FIG. 7 illustrates the Open Systems Interconnection (“OSI”) reference model for networking protocols in conjunction with voice exchanges happening at the transport layer UDP for traditional PTT solutions. The RTP (real time protocol) protocol runs on UDP instead of TCP to allow real time streaming. In the UDP protocol data integrity is not as important as for TCP, and retransmission of lost packets are not required. It is more important to achieve low latencies even though a few packets might be lost. Latencies of less than 1 second are desirable for traditional PTT solutions.
FIG. 8 illustrates a reference model for networking protocols in conjunction with voice exchanges happening at the application layer for our novel PTT solutions. Note that with this solution, latencies of less than one second might not be achievable, however 1 to 5 seconds latencies are achievable at a fraction of the cost of traditional PTT solutions.
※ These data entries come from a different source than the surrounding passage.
PR #3859, opened 2020-08-12
fix(artifact): include subpath in location field only for git artifact

edgarulg:
**Spinnaker Version**
1.19.x

**Issue Description**
When we have multiple expected artifacts in a parent pipeline configuration with type `git/repo` using the same `reference` and `version` but with a different `subPath`, `ArtifactResolver` throws an `InvalidRequestException` because they are more than 1 artifact matches

The problem is that an `ExpectedArtifact` only uses `type`, `name`, `version`, `location` and `reference` to validate if an `Artifact` match another `Artifact`, the subpath field in a `git/repo` artifact is added as metadata and is not validated.

Here is the docs for `git/repo` artifact: https://spinnaker.io/reference/artifacts-with-artifactsrewrite/types/git-repo/

**How to reproduce it**
1. Create a pipeline with name "child", add a wait stage and finally in the configuration include an expected artifact as the following:
```
"expectedArtifacts": [
    {
      "defaultArtifact": {
        "artifactAccount": "test-account",
        "id": "171ca875-ef04-4b8a-8ac5-c6308003d3b8",
        "metadata": {
          "subPath": "files"
        },
        "reference": "https://github.com/edgarulg/spinnaker-operator-files",
        "type": "git/repo",
        "version": "master"
      },
      "displayName": "wonderful-lizard-67",
      "id": "16fdc428-f193-4721-b94e-a874bbcb37c4",
      "matchArtifact": {
        "artifactAccount": "test-account",
        "id": "7635f7cf-80e1-4f97-8495-6be4c17f4586",
        "metadata": {
          "subPath": "files"
        },
        "reference": "https://github.com/edgarulg/spinnaker-operator-files",
        "type": "git/repo",
        "version": "master"
      },
      "useDefaultArtifact": true,
      "usePriorArtifact": false
    }
  ]
```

This solution can use the UDP instead of the traditional TCP transport layer when exchanging voice at the application layer for improved latencies in the network.
FIG. 9 illustrates a flow diagram of a send operation using our solution. Note that the recording length time t defines the latency for this PTT solution. This t time is programmable and can be controlled by the Wireless Operator depending on the congestion of its own network. This gives a simple way for the wireless operator to control the quality of service QoS.
FIG. 10 illustrates a flow diagram of a receive operation using our solution. After a Notification is received, the application initializes the record length for each segment and identifies the codec used during the encoding of the voice message. It then places the voice segment in a playback delay buffer according to the segment number. After the first few segments have been received in the buffer, the segments are played back in a sequential manner until the last segment. Note that a segment x, not found in the buffer at the time of playback, is skipped over and the following segment is loaded for playback. Note also that the time between the start of playback and initial notification can be programmable as a multiple number of the segment recording time t. This gives a simple way for the wireless operator to control the Quality of Service QoS. Note also, that at the client level, if needed, transcoding can be accomplished.